Um telescópio realiza a observação que Einstein considerava impossível

‘Hubble’ calcula a massa de uma estrela graças a um efeito óptico previsto há mais de 80 anos

Em dezembro de 1936, quase a contragosto, Albert Einstein decidiu escrever à revista Science para publicar “alguns pequenos cálculos” que tinha feito a pedido de um astrônomo amador. Era o tcheco Rudi Mandl, que o havia visitado para lhe contar sua teoria de que as estrelas atuam como lupas que concentram a luz de outras estrelas, e que esse excesso de radiação poderia ter causado a extinção dos dinossauros. Em pouco mais de meia página, o físico alemão descreveu o fundamento físico por trás desse fenômeno. De acordo com a teoria da relatividade, a massa de uma estrela curva o espaço e o tempo a seu redor. Assim, os fótons de outro astro, alinhado exatamente atrás, se desviam e se concentram para formar um vistoso círculo de luz em torno da estrela em primeiro plano. “Naturalmente”, escreveu o ganhador do Nobel de Física em 1921, “não há nenhuma esperança de observar esse fenômeno”.

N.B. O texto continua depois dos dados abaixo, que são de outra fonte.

PR #462, opened 2022-04-19
chore: typing updates

henryiii:
Some minor cleanup, and updates to typing.

- chore: remove wheel
- chore: minor style issue with pytest config
- typing: update mypy typing, fix Iterable -> Collection

### DIFF
--- a/setup.cfg
+++ b/setup.cfg
@@ -63,7 +63,7 @@ test =
     setuptools>=56.0.0;python_version >= "3.10"
 typing =
     importlib-metadata>=4.6.4
-    mypy==0.931
+    mypy==0.942
     typing-extensions>=3.7.4.3
 virtualenv =
     virtualenv>=20.0.35
--- a/src/build/env.py
+++ b/src/build/env.py
@@ -13,7 +13,7 @@ import sysconfig
 import tempfile
 
 from types import TracebackType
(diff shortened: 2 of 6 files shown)


layday (approved):

src/build/env.py
```diff
@@ -183,7 +183,7 @@ def executable(self) -> str:
     def scripts_dir(self) -> str:
         return self._scripts_dir
 
-    def install(self, requirements: Iterable[str]) -> None:
+    def install(self, requirements: Collection[str]) -> None:
```
henryiii, line 186: FYI, this is checked just below (`if not requirements`), which is invalid on an `Iterable` - it just happens to be true for some common iterables like set, list, and tuple. Caught by `"truthy-bool"`. I've changed it to `Collection`.

setup.cfg
```diff
@@ -63,7 +63,7 @@ test =
     setuptools>=56.0.0;python_version >= "3.10"
 typing =
     importlib-metadata>=4.6.4
-    mypy==0.931
+    mypy==0.941
```
gaborbernat, line 66: Any reason why not use `0.942`?

henryiii: Oops, forgot! No.

```suggestion
    mypy==0.942
```

gaborbernat (approved):

PR #463, opened 2022-04-20
Handle Debian's posix_local scheme

stefanor:
The issue and solution is the same as OSX.
The venv scheme wasn't standardised yet, so it's not using it yet.

Fixes: https://bugs.debian.org/1009916

### DIFF
--- a/src/build/env.py
+++ b/src/build/env.py
@@ -307,6 +307,13 @@ def _find_executable_and_scripts(path: str) -> Tuple[str, str, str]:
         # See https://bugs.python.org/issue45413
         # and https://github.com/pypa/virtualenv/issues/2208
         paths = sysconfig.get_paths(scheme='venv', vars=config_vars)
+    elif 'posix_local' in scheme_names:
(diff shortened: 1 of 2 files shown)


henryiii:
Could probably duplicate this test and modify to cover this? https://github.com/pypa/build/blob/0b40b40625d475aecf5daeb8330fe301d5fd5e56/tests/test_env.py#L50-L56

stefanor:
Yeah, can do. I saw that test.

It won't be deep enough to give you a failure, unless run directly on the system python on a Debian system, but better than nothing.

stefanor:
> It won't be deep enough to give you a failure, unless run directly on the system python on a Debian system, but better than nothing.

Actually, I think this (otherwise noop) mock can ensure a failure, there.

stefanor:
Coverage shows as decreasing, but if the python knows about `posix_local`, it'll run the test and increase coverage.

gaborbernat (approved):

FFY00 (approved):

PR #469, opened 2022-05-12
chore: update changelog, minor touchups

henryiii:
A few fixes and cleanups.

- docs: update changelog
- chore: minor cleanups from #361
- chore: minor style check additions
- ci: update actions

### DIFF
--- a/src/build/__init__.py
+++ b/src/build/__init__.py
@@ -3,6 +3,7 @@
 """
 build - A simple, correct PEP 517 build frontend
 """
+
 __version__ = '0.7.0'
 
 import contextlib
@@ -24,6 +25,7 @@ from typing import (
     Callable,
     Dict,
     Iterator,
+    List,
     Mapping,
     MutableMapping,
     Optional,
@@ -71,18 +73,18 @@ _DEFAULT_BACKEND = {
 }
 
 
-_logger = logging.getLogger('build')
+_logger = logging.getLogger(__name__)
 
 
 class BuildException(Exception):
     """
-    Exception raised by ProjectBuilder
+    Exception raised by :class:`ProjectBuilder`
     """
 
 
 class BuildBackendException(Exception):
     """
-    Exception raised when the backend fails
+    Exception raised when a backend operation fails
     """
 
     def __init__(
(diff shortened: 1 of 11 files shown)


src/build/__main__.py
```diff
@@ -78,8 +78,8 @@ def _error(msg: str, code: int = 1) -> NoReturn:  # pragma: no cover
     :param msg: Error message
     :param code: Error code
     """
-    print('{red}ERROR{reset} {}'.format(msg, **_STYLES))
-    exit(code)
+    print('{red}ERROR{reset} {}'.format(msg, **_STYLES), file=sys.stderr)
+    raise SystemExit(code)
```
henryiii, line 82: `exit()` is not part of the language, it's injected by `site.py`. Better to use `sys.exit()`, or even better, just `raise SystemExit` directly.

src/build/__init__.py
```diff
@@ -514,4 +517,8 @@ def log(message: str) -> None:
     'RunnerType',
     'TypoWarning',
     'check_dependency',
-)
+]
+
+
+def __dir__() -> List[str]:
```
henryiii, line 523: Makes tab completion prettier on Python 3.7+.

src/build/__main__.py
FFY00: Yes, that is a bug.

layday (approved):

layday:
I assume the tests are failing because errors are printed to stdout now.

src/build/__main__.py
```diff
@@ -78,8 +78,8 @@ def _error(msg: str, code: int = 1) -> NoReturn:  # pragma: no cover
     :param msg: Error message
     :param code: Error code
     """
-    print('{red}ERROR{reset} {}'.format(msg, **_STYLES))
-    exit(code)
+    print('{red}ERROR{reset} {}'.format(msg, **_STYLES), file=sys.stderr)
```
henryiii, line 81:
```suggestion
    print('{red}ERROR{reset} {}'.format(msg, **_STYLES))
```

We can change it out for stderr later.

henryiii:
Added a test for `dir(build)`, so this is ready. I'm ready for 0.8 after this. :)

PR #471, opened 2022-05-12
infra: switch to flit

layday:


henryiii:
Let's get 0.8.0 out first, then I think this is should go in. This is also part of why I added that per-file SDist/wheel test. ;)

layday:
Removing all the `egg-info` entries from the list was oddly satisfying.

tests/test_self_packaging.py
```diff
@@ -18,17 +18,6 @@
     'PKG-INFO',
     'README.md',
     'pyproject.toml',
-    'setup.cfg',
-    'setup.py',
-    'src',
-    'src/build',
```
layday, line 24: flit doesn't create folder entries in the zip.

henryiii:
Why are folders no longer there?

tests/test_self_packaging.py
henryiii: Interesting, okay. Not complaining. :D

pyproject.toml
```diff
@@ -1,6 +1,75 @@
...
+build-backend = "flit_core.buildapi"
+
+[project]
+name = "build"
+version = "0.7.0"
+description = "A simple, correct PEP 517 build frontend"
+readme = "README.md"
+requires-python = ">=3.6"
+license.file = "LICENSE"
+authors = [
```
gaborbernat, line 12: We should fill out the maintainer's list too, no?

layday: Added - please let me know if you'd like a different name or email being used.

gaborbernat: Looks good, ming fixing the merge conflicts?

gaborbernat: Also I think Filipe is still maintainer too :+1:

layday: > Looks good, ming fixing the merge conflicts?

Will do after 0.8.0 is out, otherwise I'd have to do it again for the changelog.

> Also I think Filipe is still maintainer too 👍

If it's ok with Filipe I'd just rather list everyone under authors. Everyone's got different ideas about what the difference between author and maintainer is and CM advises that maintainer should only be used if the original author is no longer active.

nanonyme:
Any more blockers? This and packaging are the final blockers on getting setuptools out of reverse dependencies of pypa/build and pypa/installer so everything can be built with pep517 backends.

henryiii:
Let's get #527 in, a 0.8.1 out, and then go for this.

henryiii (approved):

gaborbernat (approved):

FFY00 (approved):
Thanks :tada:

FFY00:
I think I am gonna make a new release with this PR if everyone is alright with that.

nanonyme:
I don't think packaging has made release with flit yet either.

nanonyme:
Packaging 22.0 has now been released with flit. This is final item in bootstrap chain.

Em um estudo publicado nesta quarta-feira na Science, um grupo de astrônomos utiliza esse efeito óptico, conhecido como lente gravitacional, para medir pela primeira vez a massa de uma estrela moribunda. Trata-se de uma anã branca que também era objeto de outra polêmica entre astrofísicos sobre a relação entre o raio e a massa das estrelas, cuja descoberta valeu o prêmio Nobel de Física ao indiano Subrahmanyan Chandrasekhar em 1983.